The Metal Office Furniture Company (Steelcase) Plants No. 2 and 3 are historic manufacturing plants located at 401 Hall Street SW in Grand Rapids, Michigan.

==History==
Grand Rapids had a history of furniture manufacturing. One such company was the Terrell Manufacturing Company, which was organized in 1908 to produce metal storage cabinets, shelving and lockers. Terrell constructed their plant on Hall Street, and began producing furniture in 1908. Another company, The Metal Office Furniture Company, was organized in 1912 to supply metal office furniture to the Fred Macey Furniture Company, a mail-order firm. The Metal Office Furniture Company constructed a plant on South Division (plant no. 1) and began producing in 1912. In 1918, Metal Office Furniture ended its agreement with Macey and entered into a partnership with Terrell. By the 1920s, both companies were doing well, and in 1925 Metal Office Furniture began building a new plant for the production of desks and tables connected to the Terrell plant. The new building became Metal Office Furniture Plant No. 2. In 1930, the building was expanded by adding two-floors to the top. That same year, Metal Office Furniture and Terrell formally merged, and the 1908 Terrell plant became Metal Office Furniture Company Plant No. 3.

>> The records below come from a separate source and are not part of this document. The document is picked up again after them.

PR #1277, opened 2016-09-13
added threshold for startup tasks during singularity launch

darcatron:
@tpetr @ssalinas @MattCCS

### DIFF
--- a/SingularityService/src/main/java/com/hubspot/singularity/mesos/SingularityStartup.java
+++ b/SingularityService/src/main/java/com/hubspot/singularity/mesos/SingularityStartup.java
@@ -141,10 +141,10 @@ class SingularityStartup {
         case DEPLOYING_TO_UNPAUSE:
           if(checkActiveRequest(requestWithState, deployKeyToPendingTaskId, now)) {
             numPendingStartupRequests++;
-            float startUpTaskPct = (numPendingStartupRequests * 100.0f / totalStartupRequests);
+            double startUpTaskPct = (numPendingStartupRequests * 100.0 / totalStartupRequests);
 
             if (startUpTaskPct > startUpTaskThresholdPct) {
-              LOG.info("%s% exceeded startup task threshold of %s%", startUpTaskPct, startUpTaskThresholdPct);
+              LOG.info("%s%% exceeded startup task threshold of %s%%", startUpTaskPct, startUpTaskThresholdPct);
               abort.abort(AbortReason.EXCEEDED_STARTUP_TASK_THRESHOLD, Optional.<Throwable>absent());
             }
           }
@@ -157,7 +157,8 @@ class SingularityStartup {
     }
   }
 
-  private boolean checkActiveRequest(SingularityRequestWithState requestWithState, Map<SingularityDeployKey, SingularityPendingTaskId> deployKeyToPendingTaskId, final long timestamp) {
+  @VisibleForTesting
+  boolean checkActiveRequest(SingularityRequestWithState requestWithState, Map<SingularityDeployKey, SingularityPendingTaskId> deployKeyToPendingTaskId, final long timestamp) {
     final SingularityRequest request = requestWithState.getRequest();
 
     if (request.getRequestType() == RequestType.ON_DEMAND || request.getRequestType() == RequestType.RUN_ONCE) {
--- a/SingularityService/src/main/java/com/hubspot/singularity/mesos/SingularityStartup.java
+++ b/SingularityService/src/main/java/com/hubspot/singularity/mesos/SingularityStartup.java
@@ -42,7 +42,7 @@ import com.hubspot.singularity.scheduler.SingularityTaskReconciliation;
 
 @Singleton
 class SingularityStartup {
-
+  private static final int THRESHOLD = 128; // todo: put in SingularityConfiguration?
   private static final Logger LOG = LoggerFactory.getLogger(SingularityStartup.class);
 
   private final MesosClient mesosClient;
@@ -115,6 +115,7 @@ class SingularityStartup {
   @VisibleForTesting
   void checkSchedulerForInconsistentState() {
     final long now = System.currentTimeMillis();
+    int numPendingStartupRequests = 0;
 
     final Map<SingularityDeployKey, SingularityPendingTaskId> deployKeyToPendingTaskId = getDeployKeyToPendingTaskId();
 
@@ -123,7 +124,13 @@ class SingularityStartup {
         case ACTIVE:
         case SYSTEM_COOLDOWN:
         case DEPLOYING_TO_UNPAUSE:
-          checkActiveRequest(requestWithState, deployKeyToPendingTaskId, now);
+          if(checkActiveRequest(requestWithState, deployKeyToPendingTaskId, now)) {
+            numPendingStartupRequests++;
+            if (numPendingStartupRequests > THRESHOLD) {
+              LOG.info("Reached startup task threshold of %s", THRESHOLD);
+              return; // todo: abort Singularity??
+            }
+          }
           break;
         case DELETED:
         case PAUSED:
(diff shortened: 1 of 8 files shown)


SingularityService/src/main/java/com/hubspot/singularity/mesos/SingularityStartup.java
```diff
@@ -42,7 +42,7 @@
 
 @Singleton
 class SingularityStartup {
-
+  private static final int THRESHOLD = 128; // todo: put in SingularityConfiguration?
```
darcatron: Should this be moved to a field in SingularityConfiguration or elsewhere?

SingularityService/src/main/java/com/hubspot/singularity/mesos/SingularityStartup.java
```diff
@@ -123,7 +124,13 @@ void checkSchedulerForInconsistentState() {
         case ACTIVE:
         case SYSTEM_COOLDOWN:
         case DEPLOYING_TO_UNPAUSE:
-          checkActiveRequest(requestWithState, deployKeyToPendingTaskId, now);
+          if(checkActiveRequest(requestWithState, deployKeyToPendingTaskId, now)) {
+            numPendingStartupRequests++;
+            if (numPendingStartupRequests > THRESHOLD) {
+              LOG.info("Reached startup task threshold of %s", THRESHOLD);
+              return; // todo: abort Singularity??
```
darcatron: I wasn't sure how we want to go about failing.

ssalinas: To abort we'll use the `SingularityAbort` similar to the usage [here](https://github.com/HubSpot/Singularity/blob/master/SingularityService/src/main/java/com/hubspot/singularity/mesos/SingularityMesosSchedulerDelegator.java#L98). You can add a new `AbortReason` to the enum

SingularityService/src/main/java/com/hubspot/singularity/mesos/SingularityStartup.java
ssalinas: `SingularityConfiguration` is a good spot for that

tpetr: +1, let's also turn this into a % of active requests

SingularityService/src/test/java/com/hubspot/singularity/mesos/SingularityStartupTest.java
```diff
@@ -159,4 +167,47 @@ public void testRunOnceDoesntGetRescheduled() {
     // assert that SingularityStartup does not enqueue a SingularityPendingRequest (pendingType=STARTUP) for the RUN_ONCE request
     Assert.assertTrue(requestManager.getPendingRequests().isEmpty());
   }
+
+  @Test
+  public void itFailsIfNumberOfStartupTasksPassThreshold() {
+    int maxPct = 100;
+    Assert.assertTrue("StartUpTaskThresholdPct cannot be above 100%", configuration.getStartUpTaskThresholdPct() <= maxPct);
+
+    // round down to closest multiple of 5 to reduce the number of requests created during this test
```
ssalinas: Why don't you just call `configuration.setStartUpTaskThresholdPct()` and set it to something low at the beginning of this test, then set it back to default value at the end. Should save a bunch of extra math, and allow you to set a lower threshold so you don't need to create a ton of requests for the test

SingularityService/src/main/java/com/hubspot/singularity/mesos/SingularityStartup.java
```diff
@@ -115,6 +129,8 @@ public void startup(MasterInfo masterInfo, SchedulerDriver driver) throws Except
   @VisibleForTesting
   void checkSchedulerForInconsistentState() {
     final long now = System.currentTimeMillis();
+    int numPendingStartupRequests = 0;
+    int totalStartupRequests = requestManager.getNumRequests();
```
ssalinas: nit on naming, these are startup requests, this is just 'all' requests. Startup is specific to the type of pending request that is created in `checkActiveRequest`

SingularityService/src/main/java/com/hubspot/singularity/mesos/SingularityStartup.java
```diff
@@ -123,7 +139,15 @@ void checkSchedulerForInconsistentState() {
         case ACTIVE:
         case SYSTEM_COOLDOWN:
         case DEPLOYING_TO_UNPAUSE:
-          checkActiveRequest(requestWithState, deployKeyToPendingTaskId, now);
+          if(checkActiveRequest(requestWithState, deployKeyToPendingTaskId, now)) {
+            numPendingStartupRequests++;
+            double startUpTaskPct = (numPendingStartupRequests * 100.0 / totalStartupRequests);
```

Metal Office Furniture lasted through the Great Depression, and continued making furniture after World War II. In 1954, they changed their name to Steelcase, reflecting a popular tradename used by the company. The next year, they began building a new plant on a larger plot of land, and in 1958, the operations in Plants No. 2 and 3 were transferred to the new facility. Steelcase Plants No. 2 and 3 remained vacant for two years, and were sold in 1960. Since that time, they have been used by small manufacturers and for storage.

==Description==
The Steelcase Plants No. 2 and 3 complex contains four buildings: a single-story brick factory building with a monitor roof constructed in 1908, a four-story brick industrial loft-type factory building constructed between 1926 and 1930, a brick power plant also constructed in 1926, and a single-story concrete block building constructed in 1953.

The single-story 1908 factory, designated Plant No. 3, is a brick structure 23 bays long with a monitor roof running the full length of the building. Each bays contains three nine-over-nine double hung windows, and is separated from neighboring bays by brick piers. The 1926/1930 factory is a large, flat-roof, brick structure that is 21 bays long and eight bays wide. The bays on the long sides are separated by brick piers with concrete caps. The bays contain steel multi-pane windows.